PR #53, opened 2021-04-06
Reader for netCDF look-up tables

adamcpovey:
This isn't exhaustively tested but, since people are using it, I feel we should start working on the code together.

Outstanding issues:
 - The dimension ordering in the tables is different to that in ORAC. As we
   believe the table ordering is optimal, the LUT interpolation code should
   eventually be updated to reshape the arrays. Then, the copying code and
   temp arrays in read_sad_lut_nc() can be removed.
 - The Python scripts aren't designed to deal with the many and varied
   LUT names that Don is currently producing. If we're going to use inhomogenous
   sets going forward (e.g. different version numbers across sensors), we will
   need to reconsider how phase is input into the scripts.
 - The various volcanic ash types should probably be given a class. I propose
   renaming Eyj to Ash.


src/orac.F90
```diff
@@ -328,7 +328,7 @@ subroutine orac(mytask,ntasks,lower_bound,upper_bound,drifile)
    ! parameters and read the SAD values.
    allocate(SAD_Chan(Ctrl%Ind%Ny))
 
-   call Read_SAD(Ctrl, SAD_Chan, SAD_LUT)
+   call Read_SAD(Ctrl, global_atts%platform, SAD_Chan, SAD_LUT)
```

--

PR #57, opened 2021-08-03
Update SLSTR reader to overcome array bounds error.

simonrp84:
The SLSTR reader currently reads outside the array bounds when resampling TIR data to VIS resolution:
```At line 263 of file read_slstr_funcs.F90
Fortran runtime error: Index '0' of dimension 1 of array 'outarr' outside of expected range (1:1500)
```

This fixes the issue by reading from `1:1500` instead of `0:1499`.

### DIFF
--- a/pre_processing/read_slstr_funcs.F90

---

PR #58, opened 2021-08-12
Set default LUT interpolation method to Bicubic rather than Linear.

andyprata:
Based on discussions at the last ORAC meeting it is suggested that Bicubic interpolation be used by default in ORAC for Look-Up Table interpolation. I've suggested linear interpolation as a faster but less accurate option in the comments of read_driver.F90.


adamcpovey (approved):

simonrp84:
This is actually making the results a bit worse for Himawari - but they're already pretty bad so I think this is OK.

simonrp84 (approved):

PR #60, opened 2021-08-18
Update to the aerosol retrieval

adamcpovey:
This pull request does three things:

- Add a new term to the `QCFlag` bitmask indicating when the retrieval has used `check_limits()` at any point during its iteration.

◆ TASK REQUIREMENTS ◆
Look in the material above for the line with "This pull request" and the line with "- Add a new", and transcribe exactly those lines and all lines between them, nothing more.

◆ FINISHED TASK ◆
This pull request does three things:

- Add a new term to the `QCFlag` bitmask indicating when the retrieval has used `check_limits()` at any point during its iteration.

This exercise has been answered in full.